Data in this exercise:
· · ·

PR #410, opened 2026-01-06
Add Definition#deprecated?

### LINKED ISSUE #315: Add support for deprecated annotation
On thing missing from our editor experience is the ability to deprecate something and see it crossed out. Based on some [discussions on the LSP repo](https://github.com/Shopify/ruby-lsp/issues/1773), it seems that RBS standardized this using its free style annotation syntax `%a{deprecated}`. Meanwhile, for Ruby files, the community standard seems to remain the `# @deprecated` comment.

Let's add support for deprecating constants and methods.

thomasmarshall:
Closes #315.

This commit adds support for the `@deprecated` tag in comments to mark definitions as deprecated. This is commonly used in Ruby codebases though not currently officially recognized by RDoc.

This is my first Saturn contribution so I'm still getting up to speed with where functionality should be implemented. I wasn't sure if parsing the comments should happen inline in `Definition` or in `Comment`. For now, I went with `Definition` but open to alternatives.

I added tests for the Ruby part but I couldn't see any tests for the `Definition` model on the Rust side. Are the Ruby tests sufficient or should we add tests for the `is_deprecated` function in Rust?

### DIFF
--- a/rust/rubydex-sys/src/definition_api.rs
+++ b/rust/rubydex-sys/src/definition_api.rs
@@ -312,3 +312,20 @@ where
 
     DefinitionsIter::new(entries)
 }
+
+/// Returns true if the definition is deprecated.
+///
+/// # Safety
+/// - `pointer` must be a valid pointer previously returned by `sat_graph_new`.
+/// - `definition_id` must be a valid definition id.
+///
+/// # Panics
+/// This function will panic if a definition cannot be found.
+#[unsafe(no_mangle)]
+pub unsafe extern "C" fn sat_definition_is_deprecated(pointer: GraphPointer, definition_id: i64) -> bool {
+    with_graph(pointer, |graph| {
+        let def_id = DefinitionId::new(definition_id);
+        let defn = graph.definitions().get(&def_id).expect("definition not found");
+        defn.is_deprecated()
+    })
+}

· · ·

Exercise directions: Starting with the line that contains "definition is deprecated.", write out each line through the end of the listing, exactly as it appears, and include nothing else.

Exercise answer:
+/// Returns true if the definition is deprecated.
+///
+/// # Safety
+/// - `pointer` must be a valid pointer previously returned by `sat_graph_new`.
+/// - `definition_id` must be a valid definition id.
+///
+/// # Panics
+/// This function will panic if a definition cannot be found.
+#[unsafe(no_mangle)]
+pub unsafe extern "C" fn sat_definition_is_deprecated(pointer: GraphPointer, definition_id: i64) -> bool {
+    with_graph(pointer, |graph| {
+        let def_id = DefinitionId::new(definition_id);
+        let defn = graph.definitions().get(&def_id).expect("definition not found");
+        defn.is_deprecated()
+    })
+}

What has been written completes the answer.